Information Start Marker
Issue #1467, opened 2023-06-23
Qualifier labels and associations' lines not correctly drawn for qualified associations


travkin79:
**Problem description**
When using qualified associations the qualifier labels overlap with classes, are placed on the wrong side of an association, or the association's line between the qualifier and the target class is not visible. In addition, the length of edges cannot be modified if a direction is added to the association definition.

I have a few examples to illustrate that.

This issue is a follow up of a [previous discussion in the user forum](https://forum.plantuml.net/16397/add-qualified-associations-to-class-diagrams). That discussion contains hints to additional issues with qualified associations.

**Steps to reproduce - Example 1**

1. Create a diagram as follows

```
@startuml
    interface Map<K,V>
    class HashMap<Long,Customer>

    Map <|.. HashMap
    Shop [customerId: long] ---> "customer\n1" Customer
    HashMap [id: Long] -r-> "value" Customer
@enduml
```

2. Observe the rendered [result](https://www.plantuml.com/plantuml/uml/JOwz2i8m64NtFiMbSrDmbH8ABefr4bogmqSQRI5DIdwSV7ZJs83huPpBRPqdwyEi2W2Oj9VsIKBYGajphcuyOQ78EHp9ZIlkZ7vLX-2ycQNbHJ8YH_EfwombU1tDWbvivcdOGyNq0SOOHvdvNUzAvBdKRHlefvXqlyIkoPjKa7zoA_KGhty1). Here, the qualifier label "id: Long" overlaps with the class `Customer` and hides the association line between the classes `HashMap` and `Customer` or it doesn't exist at all. There has to be a bigger distance between the classes `HashMap` and `Customer` for the association to be drawn correctly.
Please notice that the association length between the classes `Shop` and `Customer` could successfully be drawn longer than usually by writing `--->` instead of `-->`.

![image](https://github.com/plantuml/plantuml/assets/10887297/5ed57277-6c68-40e5-bb4e-962292d29ae1)

**Expected behavior**
I expected the diagram to look something like
![image](https://github.com/plantuml/plantuml/assets/10887297/ead8bd6c-8dc8-49fd-8d84-aecb18a03d90)

**Steps to reproduce - Example 2**

1. Create a diagram as follows

```
@startuml
    class HashMap<K,V>

    HashMap [key: K] -u-> V1
    HashMap [key: K] -r-> V2
    HashMap [key: K] -d-> V3
    HashMap [key: K] -l-> V4
@enduml
```

[...]

PR #1489, opened 2023-07-24
Patch for #1467

travkin79:
I started improving drawing qualified associations. A few issues still remain.


arnaudroques:
Many thanks for the fix: this part is really tricky.
Note that we have some old users that are still under Java 7(!), so we might rewrite the "stream" part so that it compiles there.
Sorry about that!

travkin79:
No problem, @arnaudroques.
I've update the code in my fork.

Is there a way to add the new commits to this PR (not creating a new PR)?

The-Lum:
_[Just for the record]_
There are some new overlapping defects about "qualified association":
- https://forum.plantuml.net/19066/issues-related-to-qualified-association

Regards,
Th.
Information End Marker
Exercise
What is the number of lines in the listing that contain the string "correctly"? Reply with that number alone.

Solution to this exercise
2